Lingkungan tanpa sanitasi yang baik rata-rata menjadi penyebabnya. Penyakit yang biasa menyerang warga di daerah banjir antara lain infeksi yang berasal dari bakteri dan virus di air kotor dan endapan lumpur yang masuk ke pemukiman dan rumah. Begitu juga udara lembab gampang tercemar virus yang cepat berkembang biak.
Ancaman yang patut diwaspadai antara lain demam tifoid (tipes), kolera, diare, leptospirosis (infeksi akibat virus leptospira yang dibawa tikus), hepatitis A,demam berdarah dan malaria. Dengan kondisi cuaca ekstrim tersebut, virus dan bakteri gampang menginfeksi tubuh. Ditambah lagi biasanya daya imun tubuh menurun di saat-saat banjir.

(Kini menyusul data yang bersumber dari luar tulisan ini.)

PR #3815, opened 2022-11-15
Fix program card external link rendering

nbeloglazov:
### Description

It got broken by https://github.com/civiform/civiform/pull/3805 The reason is that link produced by LinkElement now always use `display: inline-flex` so that element inside the link (text and icon) are aligned properly. But it means that link is always inline. If callers want to make it block - they need to wrap it with div() as callers can't override LinkElement class.

## Release notes:

#### General

#### User visible changes

#### New Features

### Issue(s) this completes


browser-test/src/application_navigation.test.ts
```diff
@@ -133,12 +134,24 @@ describe('Applicant navigation flow', () => {
     })
 
     it('verify program list page', async () => {
-      const {page} = ctx
+      const {page, adminPrograms} = ctx
+      await loginAsAdmin(page)
+      const programWithExternalLink = 'Program with external link'
+      await adminPrograms.addProgram(
+        programWithExternalLink,
```
azizova-leyla, line 141: to be thorough - can you add two case with and without external site.

nbeloglazov: The case without a site already present. (created in beforeAll). Here I'm adding a second program, with external site. So we are testing both here. Or your meant something else?

azizova-leyla (approved):

PR #3820, opened 2022-11-16
Jessbumblebee/dateconversion3

### LINKED ISSUE #3607: Datetime Values in Data Exports
**Describe the bug**
Data exports display datetimes in UTC while the UI shows them localized. This causes confusion for end users.

**To Reproduce**
View an application in the admin pages `/admin/programs/:programId/applications` and note the date shows as PDT/PST.

image

Do a demographics export or a program export (csv or json). Look at the dates in the export file. They are UTC.

**Expected behavior**
Have the export localize the dates for a consistent end user experience.

jessbumblebee:
### Description

Change the format of creation and submission times in the data exports to be in local time
## Release notes:

Change data exports (CSV and Json) so that creation and submission time are recorded in local time rather than UST for consistency with the date and time displayed in the admin UI.

#### General

#### User visible changes

N/A

#### New Features

N/A

### Issue(s) this completes

There is an additional change required to fix the issue (changing the time in the dropdown selector to PST/PDT)


server/app/services/export/CsvExporter.java
```diff
@@ -70,13 +74,14 @@ public void exportRecord(
...
         case SUBMIT_TIME:
-          printer.print(
-              application.getSubmitTime() != null
-                  ? application.getSubmitTime().toString()
-                  : EMPTY_VALUE);
+          if (application.getSubmitTime() == null) {
+            printer.print(EMPTY_VALUE);
+            break;
+          }
+          printer.print(dateConverter.renderDateTimeDataOnly(application.getSubmitTime()));
```
gwendolyngoetz, line 84: Can you move this into a private method of it's own? It's a little hard to read having multiple breaks in the same case.

server/app/services/DateConverter.java
```diff
@@ -61,10 +61,19 @@ public Instant parseIso8601DateToStartOfDateInstant(String dateString) {
...
+    return dateTime.format(DateTimeFormatter.ofPattern("yyyy/MM/dd 'at' h:m a z"));
+  }
+
+  /**
+   * Formats an {@link Instant} to a date and time in the local time zone for the purpose of data
+   * exports (with no filler words).
+   */
+  public String renderDateTimeDataOnly(Instant time) {
+    ZonedDateTime dateTime = time.atZone(zoneId);
+    return dateTime.format(DateTimeFormatter.ofPattern("yyyy/MM/dd h:m:s a z"));
```
gwendolyngoetz, line 76: I think the minute and second need to be mm and ss so they have the 0 prepended for single digits.

server/app/services/export/CsvExporter.java
jessbumblebee: Good point. Actually, I've changed it to an if...else, which looks more readable to me and keeps the logic in place.
Let me know in case it still looks a bit cryptic.

server/app/services/DateConverter.java
jessbumblebee: Good catch

gwendolyngoetz (changes requested):
LGTM. Just update the `Release notes` description and I'll approve.

jessbumblebee:
Done

gwendolyngoetz (approved):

Untuk mencegah penyakit yang membahayakan dan berujung kehilangan nyawa ini, masyarakat perlu menjaga pola makan yang sehat, bergizi sekaligus terjamin kebersihannya. Sementara itu, usai banjir lingkungan harus segera dibersihkan. Penggunaan disinfektan juga diperlukan, sehingga perabot, lantai rumah yang habis tergenang tidak menjadi sumber penularan kumat pembawa penyakit. Usahakan air bekas banjir tidak meninggalkan genangan kembali, sehingga tidak menjadi media perkembangbiakan nyamuk Aedes Aegipty
Selain itu, masyarakat perlu juga mengontrol kesehatan secara berkala. Apabila terdapat gejala yang mencurigakan pada anggota keluarga, maka saatnya mengunjungi petugas medis untuk mendapatkan kepastian dan penanganan yang tepat.